A movement is growing to strike down racially biased and ineffective “jaywalking” laws across America — and the advocates behind these efforts say the path to doing it everywhere may be smoother than it has been in the past.
After Virginia decriminalized the act of crossing the street outside a designated crosswalk — which countless investigations have shown are often disproportionately enforced upon people of color — the state of California advanced similar legislation. After that, the Texas statehouse took up a bill that would make it legal to walk in the street even when there is a sidewalk nearby — inspired by the plight of a Plano teenager who was arrested by local police when the pedestrian path was rendered impassable by this February’s winter storms. A similar effort is underway in Kansas City — and advocates are hopeful that more reform may be on the horizon.
“This seemed like a really radical idea even just a few years ago,” said Angie Schmitt, pedestrian safety expert (and former editor of Streetsblog USA) in a recent webinar on the movement to decriminalize the practice. “It was proposed in Seattle and it never went anywhere. But thanks to the work of advocates in the streets, that’s changing.”
Practically from the moment they were lobbied into being by auto industry in the late 1920s, "jaywalking" laws have been used as a pretext for racist police harassment of people of color — harassment that too often escalates to outright police brutality. But even beyond the inherent dangers that jaywalking enforcement presents to BIPOC, the laws themselves have failed to make our streets safer; pedestrian deaths have climbed over 50 percent over the course of the last decade, hitting a record per-mile high last year.
But another insidious danger of jaywalking laws is how they subtly reinforce the false narrative that walkers themselves, rather than the proliferation of lethal road and vehicle designs that encourage dangerous driving, are to blame for pedestrian deaths. Many jaywalking stops happen on streets where the closest available crosswalk is hundreds of feet away, or placed in dangerous locations like slip lanes where walkers are wise to avoid them. Other stops happen because police are unclear about what even constitutes the crime, as Sacramento police were when they violently beat pedestrian Nandi Cain Jr. after he crossed in an unmarked (but still legal) crosswalk in his community.
“When I step outside my home, I step onto a street that doesn’t have a sidewalk,” said Michael Kelley, policy expert for Bike Walk Kansas City, who also participated in the event. “I have two little kids, and I want them to be able to grow up in a place where they have the same opportunities as everyone else. That can’t happen if we not only don’t invest in the infrastructure that allows them to thrive, but punish them for not using that non-existent infrastructure.”
Surprisingly, experts say police aren’t always strong proponents of criminalizing walking because they recognize that repealing them would free up resources for law enforcement to fight other forms of crime.
“When this bill was introduced during our special session, law enforcement did not testify in opposition to it,” said Patrick Hope, the Virginia delegate who introduced the pretextual policing bill in Virginia that launched the trend. “I haven’t heard from a peep from the police department. They want to be focusing on more serious crimes. But when you make something a law, the enforcers have to enforce it.”
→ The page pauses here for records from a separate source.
PR #4947, opened 2025-07-01
RAU Track: chore(weave): Non User Facing - Adds `run_model` API to the TraceServerInterface

tssweeney:
## Add `run_model` Server API with Process-Isolated Execution

Most simply, this PR adds `run_model` to the server API, allowing a caller to directly execute a model (limited to the `LLMStructuredCompletionModel` class) by calling the server. Note: this is not yet exposed as an HTTP API, so technically it is not user facing yet.

This allows for calls like:
```python
await trace_server.run_model(
    RunModelReq.model_validate(
        {
            "project_id": project_id,
            "model_ref": model_ref_uri,
            "inputs": {"user_input": "Hello!"},
        }
    )
)
```

### Why This Matters

This PR introduces the foundation for server-side execution of user code, starting with model inference. The key innovation is that we can now safely run user models on the server while maintaining complete isolation between different users and projects.

---

However, this is facilitated by a fairly involved execution pattern:

1. **The `ClickhouseTraceServer` can now call methods on a new class called `RunAsUser`**. For example:
```python
await RunAsUser(
    internal_trace_server=self,
    project_id=req.project_id,
    wb_user_id=req.wb_user_id,
).run_model(req)
```

2. **What this will do is setup a new child process with an auto-initialized `WeaveClient`**. This special Weave client can communicate with the parent (current) `ClickhouseTraceServer` via multiprocessing queues, intermediated by some thin layers that:
   - Solve the id-swapping/ref issue (converting internal refs to external format)
   - Enforce that the client code can only operate on the original project & user
   - Prevent any cross-contamination of object references between users

3. **The real magic is in the process boundary**. Because WeaveClient mutates local objects when it attaches refs to them, having multiple authenticated clients in the same process would be unsafe. By using separate processes, we guarantee complete memory isolation.

4. **The benefit of this infrastructure is that we can author scripts that look exactly like normal Weave scripts** (eg. `weave/trace_server/execution_runner/user_scripts/run_model.py`). These scripts:
   - Can be safely run on the server, on behalf of the calling user
   - Log equivalent data as if it was run by the client itself
   - Keep all ref-mutated objects hidden behind the process boundary
   - Have zero chance of cross-project / cross-user ref mixing

### Architecture Highlights

- **Three-layer security model**: Process isolation → Project validation → User injection
- **Queue-based communication**: Parent and child communicate only through multiprocessing queues
- **Transparent API**: User scripts use standard WeaveClient APIs without modification
- **60-second timeout**: Protects against runaway processes

### What's Next

Ultimately, this mechanic will be used to execute scorers as well (and evals). However, evals will be executed by a backend worker, allowing for long-running evaluation jobs without blocking the main server.

This PR lays the groundwork for a new class of server-side features where we can safely execute user-provided logic in a controlled environment, opening up possibilities for automated scoring, server-side inference, and more sophisticated evaluation pipelines.

In the future, I would like to setup 1 runner per user/project pair that is held in memory in an LRU on the server, so that we don't pay the process initialization cost for every request when there are many requests. However, that is an activity for a future self. **Currently each request has about 2 second overhead for process initialization.**

### DIFF
--- a/tests/trace_server/execution_runner/test_run_as_user.py
+++ b/tests/trace_server/execution_runner/test_run_as_user.py
@@ -31,7 +31,7 @@ from tests.trace_server.execution_runner.test_functions import (
 from weave.trace_server import trace_server_interface as tsi
 from weave.trace_server.execution_runner.run_as_user import (
     RunAsUser,
-    RunAsUserException,
+    RunAsUserError,
 )
 
 
@@ -82,7 +82,7 @@ class TestRunAsUser:
 
         req = TestRequest(value="test_error")
         # The child process will crash when the exception is raised
-        with pytest.raises(RunAsUserException, match="exit code"):
+        with pytest.raises(RunAsUserError, match="exit code"):
             await runner._run_user_scoped_function(
                 failing_function,
                 req,
@@ -105,7 +105,7 @@ class TestRunAsUser:
         )
 
         req = TestRequest(value="timeout_test", sleep_time=2.0)
-        with pytest.raises(RunAsUserException, match="timed out after 0.5 seconds"):
+        with pytest.raises(RunAsUserError, match="timed out after 0.5 seconds"):
             await runner._run_user_scoped_function(
                 timeout_function,
                 req,
@@ -126,7 +126,7 @@ class TestRunAsUser:
         )
 
         req = TestRequest(value="exit_test", exit_code=42)
-        with pytest.raises(RunAsUserException, match="exit code: 42"):
+        with pytest.raises(RunAsUserError, match="exit code: 42"):
             await runner._run_user_scoped_function(
                 exit_code_function,
                 req,


.github/workflows/test.yaml
```diff
@@ -375,6 +375,7 @@ jobs:
           WF_CLICKHOUSE_HOST: localhost
           WEAVE_SERVER_DISABLE_ECOSYSTEM: 1
           DD_TRACE_ENABLED: false
+          OPENAI_API_KEY: ${{ secrets.OPENAI_API_KEY }}
```
gtarpenning: interesting, this feels like a big change, we are actually going to be hitting the API in CI?

neutralino1 (commented):
Impressive work, Tim!

I'm a little concerned with a few things in this design:

- **Overall complexity**: as you point out yourself in the PR description, this execution pattern is quite complex. This means brittle and difficult to maintain.
- **Arbitrarily long processes in the API server**: you set a timeout of 60 seconds, but that still means the server is held up from serving request for up to 60 seconds. This can become a performance hog over time. We currently have 32 server workers. This means if at least 32 of these queries come in, nobody else can use the API server.
- **Misalignment with scoring worker code**: The scoring worker also has to perform actions on behalf of users. It seems like we should unify these patterns and build a "server-side client" that is able to do this in a thread-safe manner without needing to be isolated in a separate process.

I wonder if a more asynchronous design would work better: for example, `run_model` requests could be `POST /v2/feedbacks` which would enqueue a bufstream message and a worker could consume them. Then we can batch more easily and not worry about holding up the API server for long periods of time. Then we can mutualize code and execution patterns across workers (scoring worker, `run_model` worker, and all other future workers).

On the client side (UI), we can poll for completion, or in the long term use websockets or such.

weave/trace_server/execution_runner/cross_process_trace_server.py
```diff
@@ -0,0 +1,540 @@
...
+# Add any context variables here that need to be available in the worker thread
+# Example: If you have a custom context var, add it to this list:
+#   from mymodule import my_context_var
+#   CONTEXT_VARS_TO_PROPAGATE.append(my_context_var)
+CONTEXT_VARS_TO_PROPAGATE: list[contextvars.ContextVar] = [
+    _secret_fetcher_context,
+]
+
+# Default timeout for request/response cycles
+TIMEOUT_SECONDS = 60.0
```
gtarpenning: Definitely going to want to make this configurable. Maybe even on a per-user basis. I wonder how many bitcoin you can mine in 60 seconds 🤔

weave/trace_server/execution_runner/cross_process_trace_server.py
```diff
@@ -0,0 +1,540 @@
...
+    A trace server implementation that delegates operations via queues.
+
+    This class acts as a proxy that sends requests through a request queue
+    and receives responses through a response queue. It doesn't know about
+    the actual trace server implementation - it just handles the
+    communication protocol.
+
+    The actual trace server runs in a separate thread (in the parent process)
+    and this class can be used from child processes to communicate with it.
+    """
```
gtarpenning: couple-line example instantiation would make this description more useful.

weave/trace_server/execution_runner/cross_process_trace_server.py
```diff
@@ -0,0 +1,540 @@
...
+        """
+        Handle responses from the worker thread.
+
+        This method runs in a separate thread and continuously polls the
+        response queue for incoming responses, matching them with pending
+        requests.
+        """
+        while not self._shutdown:
+            try:
+                response = self._response_queue.get(timeout=0.1)
```
gtarpenning: very tight timeout, interesting. What happens under infra load? I'm thinking about the case when all workers are in use. Child threads are probably fine, and I see we are catching this error with the blanket exception... Maybe want to catch specifically, and logger.warn though.

weave/trace_server/execution_runner/cross_process_trace_server.py
```diff
@@ -0,0 +1,540 @@
...
+
+    def _handle_responses(self) -> None:
+        """
+        Handle responses from the worker thread.
+
+        This method runs in a separate thread and continuously polls the
+        response queue for incoming responses, matching them with pending
+        requests.
+        """
+        while not self._shutdown:
```
gtarpenning: do we need a polling interval here? how frequent is this?

weave/trace_server/execution_runner/cross_process_trace_server.py
```diff
@@ -0,0 +1,540 @@
...
+    Args:
+        trace_server: The trace server instance to run in the worker thread (stays in parent)
+
+    Returns:
+        A dictionary containing the queues to pass to the child process
+    """
+    # Get the multiprocessing context
+    ctx = multiprocessing.get_context()
+
+    # Create multiprocessing queues (these CAN be serialized)
```
gtarpenning: and are safe to write to between processes with impunity. no need to take a lock

weave/trace_server/execution_runner/cross_process_trace_server.py
```diff
@@ -0,0 +1,540 @@
...
+
+
+def _trace_server_worker_loop_with_context(
+    request_queue: multiprocessing.Queue,
+    response_queue: multiprocessing.Queue,
+    trace_server: TraceServerInterface,
+    context_values: dict[contextvars.ContextVar, Any],
+) -> None:
+    """
+    Worker loop that handles requests using the provided trace server with context.
```
gtarpenning: this is non trivial, maybe a bit more description here....

weave/trace_server/execution_runner/cross_process_trace_server.py
```diff
@@ -0,0 +1,540 @@
...
+        with self._lock:
+            response = self._responses.pop(request_id)
+            del self._pending_requests[request_id]
+
+        if response["error"]:
+            raise SendRequestException(f"Worker thread error: {response['error']}")
+
+        return response["result"]
+
+    def shutdown(self) -> None:
```
gtarpenning: does this get called automatically on cleanup? It's not immediately clear under what conditions the cross process trace server gets cleaned up. Like, when the `_run_user_scoped_function` finishes?

weave/trace_server/execution_runner/cross_process_trace_server.py
```diff
@@ -0,0 +1,540 @@
...
+                response = ResponseWrapper(
+                    request_id=wrapped_request["request_id"], result=None, error=str(e)
+                )
+
+            # Send the response
+            response_queue.put(response)
+
+        except Exception as e:
+            # Critical error in worker loop
+            logger.exception(f"Critical error in worker loop: {e}")
```
gtarpenning: nit: the double try/except is a bit gnarly, suggest making a helper fn

weave/trace_server/execution_runner/run_as_user.py
```diff
@@ -0,0 +1,346 @@
...
+        # Check if process is still alive (timeout occurred)
+        if process.is_alive():
+            # Terminate the process since it exceeded timeout
+            process.terminate()
+            # Give it a moment to terminate gracefully
+            process.join(timeout=1)
+            if process.is_alive():
+                # Force kill if still running
+                process.kill()
+                process.join()
```
gtarpenning: do we need another timeout here? Is process.kill guaranteed to be successful?

weave/trace_server/execution_runner/README.md
```diff
@@ -0,0 +1,284 @@
...
+    class USC_DESC,CTS_DESC,REQ_DESC,ETS_DESC,CH_DESC descBox
+```
+
+### Multiprocessing Communication Flow
+
+This diagram shows how processes communicate during a `run_model` execution:
+
+```mermaid
+sequenceDiagram
+    participant MP as Main Process<br/>(ClickHouse Server)
```
gtarpenning, line 208: technically isn't there also a queue between the main process and the forked child? I realize its more of an implementation detail rather htan an architectural point, but the layers of queues gets sort of confusing to reason about.

weave/trace_server/execution_runner/trace_server_adapter.py
```diff
@@ -0,0 +1,250 @@
...
+
+    Raises:
+        ValueError: If any reference contains a different project ID
+    """
+
+    def convert_project_id(internal_project_id: str) -> str:
+        if project_id != internal_project_id:
+            raise ValueError(
+                f"Project ID mismatch: {project_id} != {internal_project_id}. "
+                "This is a security issue."
```
gtarpenning: nit: more actionably error message, or omit

weave/trace_server/execution_runner/user_scripts/run_model.py
```diff
@@ -0,0 +1,89 @@
...
+    Raises:
+        TypeError: If the model reference doesn't point to a valid LLMStructuredCompletionModel
+                  or if the inputs are not a dictionary when resolved
+        ValueError: If the input type is neither 'value' nor 'ref'
+    """
+    # Get the scoped client from context (set up by parent process)
+    client = require_weave_client()
+
+    # Load the model from its reference
+    loaded_model = client.get(parse_uri(req.model_ref))
```
gtarpenning, line 54: can this be empty/none?

tssweeney:
> Impressive work, Tim!
> 
> I'm a little concerned with a few things in this design:
> 
> * **Overall complexity**: as you point out yourself in the PR description, this execution pattern is quite complex. This means brittle and difficult to maintain.
> * **Arbitrarily long processes in the API server**: you set a timeout of 60 seconds, but that still means the server is held up from serving request for up to 60 seconds. This can become a performance hog over time. We currently have 32 server workers. This means if at least 32 of these queries come in, nobody else can use the API server.
> * **Misalignment with scoring worker code**: The scoring worker also has to perform actions on behalf of users. It seems like we should unify these patterns and build a "server-side client" that is able to do this in a thread-safe manner without needing to be isolated in a separate process.
> 
> I wonder if a more asynchronous design would work better: for example, `run_model` requests could be `POST /v2/feedbacks` which would enqueue a bufstream message and a worker could consume them. Then we can batch more easily and not worry about holding up the API server for long periods of time. Then we can mutualize code and execution patterns across workers (scoring worker, `run_model` worker, and all other future workers).
> 
> On the client side (UI), we can poll for completion, or in the long term use websockets or such.

I agree with all these points. A few followup notes
1. Complexity: I agree here. The alternative is to completely rewrite the client to support multiple, simultaneous, differently-authed clients at the same time. This seems like a heavy lift that if done later on, would allow us to remove the isolation layers, but keep the other implementation code written here. I think the current implementation nicely separates the isolation business logic from the actual code we are running for the user. Do you have an alternative suggestion here?
2. Long Process: I am more than happy to reduce the timeout to something shorter like 5 seconds. This should be no worse than our current playground completion endpoints (as they are just making a single llm network call). Indeed, these are actually designed to be our first async methods on the server. This should allow us to leverage the benefits of FastAPI's async pattern, which would result in non-blocking calls, allowing for more requests at a time. The more async-y we make the user code, the better this gets as well. However, in principle, I agree - having long-running requests is not a good pattern. This brings me to the next bullet: Evals (Model run and score are on the order of LLM completion), but Evals are inherently much longer:
3. Misalignment with Scorer Code: I would like to adapt the pattern for Evals to be more aligned with Scorer code (in that we use the queuing system to handle the workload asynchronously). However, in contrast to the Scorer code today, I think it is beneficial to be able to author plain "user scripts" and have the underlying client handle the complexity (which is what this PR does). The client/server pair hides the complexity of id swapping/refs/etc... and allows the code to be executed normally. So it think in a way, I am doing what you suggest here?

gtarpenning (approved):
Very cool, two pr-wide comments, otherwise just asked a few questions and nits for my edification and for future readers. 

1. Will we expect all consumers of this method (in the future) to only interact with this endpoint using the async pattern? I sort of think we might want to have two versions of the client, one that is async and one that is sync, users can decide when they instantiate the client. Way out of scope for this pr, but just thinking about it because this is the first trace server endpoint that is fully async. 
2. The memory handling in this pr, while well documented and broken up to be quite readable given the complexity, could be delicate. We should watch the performance and memory impact on individual pods when this goes live. I also think it might be nice to include some memory profiling in this initial internal version, so we can get some insight into how resources are being utilized. I am especially interested in how fastapi interacts with the child process forking and subsequent cleanup. There are some pretty lightweight python libs, not exactly sure where the best place to wire them up would be but could be useful, if only to prove that this is airtight.

weave/trace_server/execution_runner/cross_process_trace_server.py
tssweeney: Good call, I'll make it tunable. Remember, this is not real user-code, so no mining could occur.

.github/workflows/test.yaml
tssweeney: it just needs any value to be there 🤦 ... we mock the response, but it still checks for key existence. (FWIW, we do this in the sqlite tests - which to your point, is bad form imo. I will replace with a dummy key)

andrewtruong: Agree with Griffin -- recommend putting an explicit dummy api key with comment

tests/trace_server/conftest.py
```diff
@@ -99,3 +111,14 @@ def trace_server(
...
+
+
+@pytest.fixture
+def ch_only_trace_server(
+    request, trace_server
+) -> TestOnlyUserInjectingExternalTraceServer:
+    trace_server_flag = get_trace_server_flag(request)
+    if trace_server_flag == "clickhouse":
+        return trace_server
+    else:
```
andrewtruong: nit: dont need else

tests/trace_server/execution_runner/test_run_as_user.py
```diff
@@ -0,0 +1,317 @@
...
+ensuring the system can handle stuck processes.
+"""
+
+import pytest
+
+from tests.trace_server.conftest_lib.trace_server_external_adapter import (
+    TestOnlyUserInjectingExternalTraceServer,
+)
+
+# Import test functions from separate module to ensure they're picklable
```
andrewtruong, line 20: Why are you doing this?

tests/trace_server/execution_runner/test_run_as_user.py
```diff
@@ -0,0 +1,317 @@
...
+    ExternalTraceServer,
+)
+
+
+def get_internal_trace_server(
+    trace_server: TestOnlyUserInjectingExternalTraceServer,
+) -> tsi.TraceServerInterface:
+    if isinstance(trace_server, ExternalTraceServer):
+        return trace_server._internal_trace_server
+    else:
```
andrewtruong: nit: don't need this else

weave/trace_server/execution_runner/run_as_user.py
```diff
@@ -0,0 +1,346 @@
...
+            RunAsUserException: If process execution fails or times out
+        """
+        if project_id != self.project_id:
+            raise ValueError(
+                f"Provided project_id '{project_id}' does not match instance value '{self.project_id}'"
+            )
+        if wb_user_id != self.wb_user_id:
+            raise ValueError(
+                f"Provided wb_user_id '{wb_user_id}' does not match instance value '{self.wb_user_id}'"
+            )
```
andrewtruong, line 269: Why do you need these checks?  You defined the ids in the init already, why do you need to explicitly pass the ids again and check they are the same here?

weave/trace_server/execution_runner/trace_server_adapter.py
```diff
@@ -0,0 +1,250 @@
...
+from weave.trace_server import trace_server_interface as tsi
+from weave.trace_server.trace_server_converter import universal_int_to_ext_ref_converter
+
+# Special placeholder used to indicate server-managed entities
+# This prevents clients from specifying arbitrary entities
+SERVER_SIDE_ENTITY_PLACEHOLDER = "__SERVER__"
+SERVER_SIDE_PROJECT_ID_PREFIX = SERVER_SIDE_ENTITY_PLACEHOLDER + "/"
+
+
+def externalize_trace_server(
```
andrewtruong: nit: prefer these "optional wrap" functions to start with `with`, which makes it easier to skim what's going on, e.g.

```py
server = with_feature1(with_feature2(...))
```

tests/trace_server/execution_runner/test_run_as_user.py
```diff
@@ -0,0 +1,317 @@
...
+            req,
+            "test_project",
+            "test_user",
+            TestResponse,
+        )
+
+        assert result.result == "Success: test_value"
+        assert result.process_id is not None
+        # Verify it ran in a different process
+        import os
```
andrewtruong: move to top

tests/trace_server/test_evaluation_execution_api.py
```diff
@@ -0,0 +1,167 @@
...
+            ObjCreateReq.model_validate(
+                {
+                    "obj": {
+                        "project_id": project_id,
+                        "object_id": model_object_id,
+                        "val": llm_model_val,
+                        "builtin_object_class": "LLMStructuredCompletionModel",
+                    }
+                }
+            )
```
andrewtruong, line 54: why not just construct the object normally in pydantic?

tests/trace_server/test_evaluation_execution_api.py
```diff
@@ -0,0 +1,167 @@
...
+        run_mode_local: bool = False,
+    ) -> RunModelRes:
+        project_id = f"{entity}/{project}"
+        req = RunModelReq.model_validate(
+            {
+                "project_id": project_id,
+                "model_ref": model_ref_uri,
+                "inputs": {"user_input": user_input},
+            }
+        )
```
andrewtruong, line 81: same here

tests/trace_server/test_evaluation_execution_api.py
```diff
@@ -0,0 +1,167 @@
...
+
+        assert model_run_res.output == expected_output
+
+        calls_res = ch_only_trace_server.calls_query(
+            CallsQueryReq.model_validate(
+                {
+                    "project_id": project_id,
+                }
+            )
+        )
```
andrewtruong, line 113: same here (and below)

weave/trace/weave_client.py
```diff
@@ -1345,7 +1354,7 @@ def send_start_call() -> bool:
                     started_at=started_at,
                     parent_id=parent_id,
                     inputs=inputs_json,
-                    attributes=attributes_dict,
+                    attributes=attributes_dict.unwrap(),
```
andrewtruong, line 1357: Why do you need this?

weave/trace_server/execution_runner/cross_process_trace_server.py
```diff
@@ -0,0 +1,540 @@
...
+import contextvars
+import logging
+import multiprocessing
+import queue
+import threading
+from collections.abc import Iterator
+from typing import Any, Optional, TypedDict
+
+from weave.trace_server.secret_fetcher_context import _secret_fetcher_context
+from weave.trace_server.trace_server_interface import *
```
andrewtruong: please don't use star import outside of `__init__.py`.  We already have a convention here for convenience:

```py
```

tssweeney:
> Very cool, two pr-wide comments, otherwise just asked a few questions and nits for my edification and for future readers.
> 
> 1. Will we expect all consumers of this method (in the future) to only interact with this endpoint using the async pattern? I sort of think we might want to have two versions of the client, one that is async and one that is sync, users can decide when they instantiate the client. Way out of scope for this pr, but just thinking about it because this is the first trace server endpoint that is fully async.

- The fact that the `remote_http_trace_server` has the same api as the backend trace server implementations doesn't add a lot of value (beyond testing). In the beginning it was useful to have the same interface, but in reality, there is no real good reason that these need to be the same. I don't expect users to call this directly. However, if they do, then I agree, in principle, we should have a sync and async version of every endpoint.

> 2. The memory handling in this pr, while well documented and broken up to be quite readable given the complexity, could be delicate. We should watch the performance and memory impact on individual pods when this goes live. I also think it might be nice to include some memory profiling in this initial internal version, so we can get some insight into how resources are being utilized. I am especially interested in how fastapi interacts with the child process forking and subsequent cleanup. There are some pretty lightweight python libs, not exactly sure where the best place to wire them up would be but could be useful, if only to prove that this is airtight.

I'll make sure to add good logging before making anything live

weave/trace_server/execution_runner/cross_process_trace_server.py
tssweeney: added

weave/trace_server/execution_runner/run_as_user.py
```diff
@@ -0,0 +1,346 @@
...
+
+    # Execute the function within a user-scoped client context
+    with user_scoped_client(wrapper_context.project_id, safe_trace_server):
+        res = asyncio.run(func(req))
+
+        # Convert the Pydantic response to a dict and send back
+        wrapper_context.result_queue.put(res.model_dump())
+
+
+class RunAsUserException(Exception):
```
andrewtruong: nit: In python, prefer calling specific errors `Error`, so this would be `RunAsUserError`

weave/trace_server/execution_runner/cross_process_trace_server.py
tssweeney: This timeout should be fairly short as it controls the frequency of the loop. A longer timeout will result in a longer time to shutdown, but yes, less loops. I pushed to 0.5 I would not expect this portion of the system to be bad. The reason i have a catch all is b/c if not, then this could result in a broken child thread that doesn't process future requests.

weave/trace_server/execution_runner/cross_process_trace_server.py
tssweeney: the timeout is what controls the frequency

weave/trace_server/execution_runner/cross_process_trace_server.py
tssweeney: correct - the queue mechanism is designed to handle multiple process writing to the queue

weave/trace_server/execution_runner/cross_process_trace_server.py
tssweeney: You are correct, this was an oversight - i failed to call this at program completion. fixed

weave/trace_server/execution_runner/cross_process_trace_server.py
tssweeney: this is not a double try/except. maybe I am missing something?

weave/trace_server/execution_runner/run_as_user.py
tssweeney: added timeout for safety

weave/trace_server/execution_runner/trace_server_adapter.py
tssweeney: modified

weave/trace_server/execution_runner/cross_process_trace_server.py
gtarpenning: I guess I meant nested. Which it is no?

weave/trace_server/execution_runner/user_scripts/run_model.py
tssweeney: not allowed to be None

weave/trace_server/execution_runner/cross_process_trace_server.py
tssweeney: added

tests/trace_server/test_evaluation_execution_api.py
tssweeney: I got into the habit of doing this to avoid needing to specifically import any nested objects - I'll clean this up for readability

tssweeney: actually, i already don't like this. 
```
 ObjCreateReq.model_validate(
                {
                    "obj": {
                        "project_id": project_id,
                        "object_id": model_object_id,
                        "val": llm_model_val,
                        "builtin_object_class": "LLMStructuredCompletionModel",
                    }
                }
            )
        )
```

this requires importing `ObjSchemaForInsert` for obj value. I like treating this like a pure dictionary

weave/trace/weave_client.py
tssweeney: ugg - reconstruction of the attributes over the queue results in the `weave` key throwing an error b/c it thinks it is getting edited.

tests/trace_server/conftest.py
tssweeney: fixed

tests/trace_server/execution_runner/test_run_as_user.py
tssweeney: it simulates the import pattern for the actual implementation. If a local function references a local variable that is not picklable, then the process executor fails

tests/trace_server/execution_runner/test_run_as_user.py
tssweeney: 👍

weave/trace_server/execution_runner/run_as_user.py
tssweeney: this is more of a safety check that the caller does not accidentally construct a runner for one project/user pair and then execute it for a different request

weave/trace_server/execution_runner/trace_server_adapter.py
tssweeney: changed

tests/trace_server/execution_runner/test_run_as_user.py
tssweeney: done

tests/trace_server/test_evaluation_execution_api.py
tssweeney: I want to test the interface layer - importantly: without python client code. As close to service-level testing as possible

tests/trace_server/test_evaluation_execution_api.py
tssweeney: this makes it closer to server-level testing

tests/trace_server/test_evaluation_execution_api.py
tssweeney: see above

weave/trace_server/execution_runner/cross_process_trace_server.py
tssweeney: fixed

weave/trace_server/execution_runner/run_as_user.py
tssweeney: done

weave/trace_server/execution_runner/cross_process_trace_server.py
tssweeney: this should be fixed now

weave/trace_server/execution_runner/README.md
tssweeney: added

Whether law enforcement will simply seize on other pretexts besides "jaywalking" to enact racist roadway stops, of course, is the question at the heart of the debate over whether the police should be abolished rather than reformed. The Virginia bill that Hope introduced decriminalized a slate of roadway behaviors that are frequently cause for over-policing, including using tinted window films on cars, having a noisy muffler, or simply because the officer claims he’s detected an odor of marijuana on a "suspect" — but some advocates worry such lists will never be long enough to reform a fundamentally racist institution.
“We’ve decided to drop that ‘E’ for enforcement [originally found in the ‘5 E’s of Vision Zero’ framework], period,” said Caro Jauregui, co-executive director for the Sacramento-based nonprofit California Walks. “We’re not interested in continuing to move forward with solutions for safe street that include enforcement or any type of policing.”
Jaywalking laws alone won’t remove racism from the street safety realm, but advocates think such reforms are critical — especially if they’re enacted in concert with policies that repair the harms caused to past victims of the policy.
“Restorative justice means dedicated funding to support specific portions of the community that have suffered the most,” said Kelley “If you overlay traffic crash data and air quality data over the map of Kansas City, it almost always falls on the [historically Black] east side. … We need specific funds to support those census tracts that have borne the brunt not just of over-enforcement, but of under-investment, too.”
At the end of the day, advocates are hopeful that repealing jaywalking laws is increasingly coming to be seen as the first rung on the ladder to comprehensive mobility justice — and one that states and cities could climb more easily than they think.
“I would challenge policymakers to ask themselves: is enforcing jaywalking making your community safer?” said Charles Brown, founder of Equitable Cities and the moderator of the panel. “And I think the answer is no.”